Between 1994 and 2008, we secured support (£2.6m) from the then Ministry of Agriculture, Fisheries and Food, then Department of the Environment, and the Water Industry, to provide a complete scientific assessment of the significance of organic contaminants in biosolids, their inputs to the UK agricultural system relative to other sources, and the potential to transfer to ground- waters, crop plants, grazing animals and the human food-chain (Section 2ii, 2iii). Through more than 50 peer-reviewed publications, and workshops held to inform interested parties in the UK, Europe and elsewhere, we challenged the need for routine standards, the selection of compounds for standard-setting and provided scientifically defensible evidence that existing limits to applications based on the heavy metal content would safeguard environmental concerns. Our evidence on organic contaminants represented key cited data for European decision-making^F and so continues to underpin recycling of biosolids to land across Europe where agricultural reuse accounts for about 40% of overall sludge production. Further, our findings highlighted that biosolids would make only a minor contribution to human exposure via crop plants, but that the surface application/spraying of sludge onto grassland could lead to transfers of persistent and bioaccumulatory compounds to meat and milk. Since 2001, our research and its policy uptake across Europe has ensured a sustainable risk-based approach has been adopted that encouraged routine application of biosolids to land via evidence-based codes of practice (Water UK 2004 and via later guidance documentation Water UK 2010)^D&H. Thus, the impact of our research continues, helping to enhance yields, save on landfill and incineration, whilst recycling a growing waste product into a valued resource.

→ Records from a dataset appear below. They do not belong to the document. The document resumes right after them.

PR #36, opened 2024-03-24
feat: adds gpu usages stat in the toolbar

1-ashraful-islam:
Adds GPU Usages stats on the toolbar. Also added a tooltip that shows breakdown of the memory usages on hover. Uses GPU Snapshot from the docs linked by Awni here: https://x.com/awnihannun/status/1768422759200432470?s=20

image

### DIFF
--- a/Applications/LLMEval/ViewModels/DeviceStat.swift
+++ b/Applications/LLMEval/ViewModels/DeviceStat.swift
@@ -1,0 +1,43 @@
+import Foundation
+import LLM
+import MLX
+
+class DeviceStat: ObservableObject {
+    @Published var gpuUsage: GPU.Snapshot
+    private var initialGPUSnapshot: GPU.Snapshot
+    private var timer: Timer?
+
+    init() {
+        initialGPUSnapshot = GPU.snapshot()
+        gpuUsage = initialGPUSnapshot
+        startTimer()
+    }
+
+    deinit {
+        stopTimer()
+    }
+
+    private func startTimer() {
+        timer?.invalidate()
+        timer = Timer.scheduledTimer(withTimeInterval: 2.0, repeats: true) { [weak self] _ in
+            self?.updateStats()
+        }
+    }
+
+    private func stopTimer() {
+        timer?.invalidate()
+        timer = nil
+    }
+
+    private func updateStats() {
+        updateGPUUsages()
+    }
+
+    private func updateGPUUsages() {
+        let gpuSnapshotDelta = initialGPUSnapshot.delta(GPU.snapshot())
+        DispatchQueue.main.async { [weak self] in
+            self?.gpuUsage = gpuSnapshotDelta
+        }
+    }
+
+}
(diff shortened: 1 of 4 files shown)


Applications/LLMEval/ViewModels/DeviceStat.swift
```diff
@@ -0,0 +1,43 @@
+import Foundation
+import LLM
+import MLX
+
+class DeviceStat: ObservableObject {
```
davidkoski, line 5: Maybe use `@Observable` (like in ContentView)?  The minimum SDK for the apps has these macros and they are more forward looking.

Applications/LLMEval/ViewModels/DeviceStat.swift
```diff
@@ -0,0 +1,43 @@
...
+        initialGPUSnapshot = GPU.snapshot()
+        gpuUsage = initialGPUSnapshot
+        startTimer()
+    }
+
+    deinit {
+        stopTimer()
+    }
+
+    private func startTimer() {
```
davidkoski, line 20: I wonder if the timer should start/stop when inference is running?  Otherwise even when the application is idle this is still running.

Applications/LLMEval/ViewModels/DeviceStat.swift
1-ashraful-islam: Thanks for the comment, I have updated the DeviceStat to use @Observable macro

Applications/LLMEval/ViewModels/DeviceStat.swift
1-ashraful-islam: At the moment - `LLMEvaluator` in the `ContentView` ever really seems at `.idle` at the beginning, after which it quickly switches to loaded state. Also, is there a lot of overhead from this timer invoking the snapshot that would prompt us to keep it say turned off during inferencing?

davidkoski: No, reading stats is pretty low overhead.  I was just thinking that the timer shouldn't be running if the app is idle (not `.idle` but rather not running inference).  The memory use will only change:

- as it is loading the model
- during inference

1-ashraful-islam: It makes sense to implement it that way. Since at the moment, we don't have a state that indicates when the model is running inference - do you think it makes sense to implement that first? Then we can also use this state to start/stop the timer when the model is not actively changing memory. 

This would also allow us to, lets say, put a `Stop Generation` button to stop the inference when we don't like the inference result. When setting the context length higher, this becomes a really big issue (specially if the model is generating nonsensical results). 

At the moment, given that its pretty low overhead, would you say we can move with this pull request and visit this start/stop generation after we implement `.generating` state for the `LLMEvaluator`?

davidkoski: Yes, that sounds reasonable -- as you suggest, I think a stop button would be useful!

davidkoski (approved):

Defining and guiding the regulation of flame retardant chemicals under the Stockholm Convention. Polybrominated diphenyl ethers (PBDEs) are a key group of flame retardant chemicals. Our research into the atmospheric transport and bioavailability of deca-bromodiphenyl ether or Deca- BDE (see Section 2i, 2iii, 2iv & 2v) supported maintaining its use while banning other PBDEs whose detrimental effects on human health and the environment exceeded their socio-economic benefit. Deca-BDE is widely used in electrical and electronic goods found in households and offices (especially in high impact polystyrene (HIPS) casings), in vehicles and in certain textiles and fabrics. In 1994, the European Commission Regulation 1179/94 listed Deca-BDE in the Priority List 1 as a compound to potentially ban and designated the UK government as the Member State rapporteur for the environmental assessment. In May 2009, the UK EA released the Environmental Evaluation Report of Deca-BDE^I The final risk assessment document (EA, 2009) cited Lancaster research as evidence for the global distribution of these chemicals. The European Commission's Communication on the risk assessment of Deca-BDE confirmed that the Member States scientists `have completed the risk evaluation activities with regard to man and the environment" for Deca- BDE and that there are no significant risks to the environment or human health which would justify risk reduction measures'. Maintaining the use of flame retardants has positive net benefits reducing the number and impact of fires. In Europe alone, the European Commission has estimated a 20% reduction of fire deaths as a result of the use of flame retardants in the past 10 years. An EC report demonstrated that 2,926 Europeans lost their lives in 2005 in domestic fires, which in economic terms, this is equivalent to about €12.6 billion or 0.17% of GDP. http://ec.europa.eu/consumers/safety/news/flame_retardant_substances_study_en.htm. On that basis, a 20% reduction in deaths due to the continued use of Deca-BDE flame retardants would represent an annual saving of almost 600 lives and €2.5 billion.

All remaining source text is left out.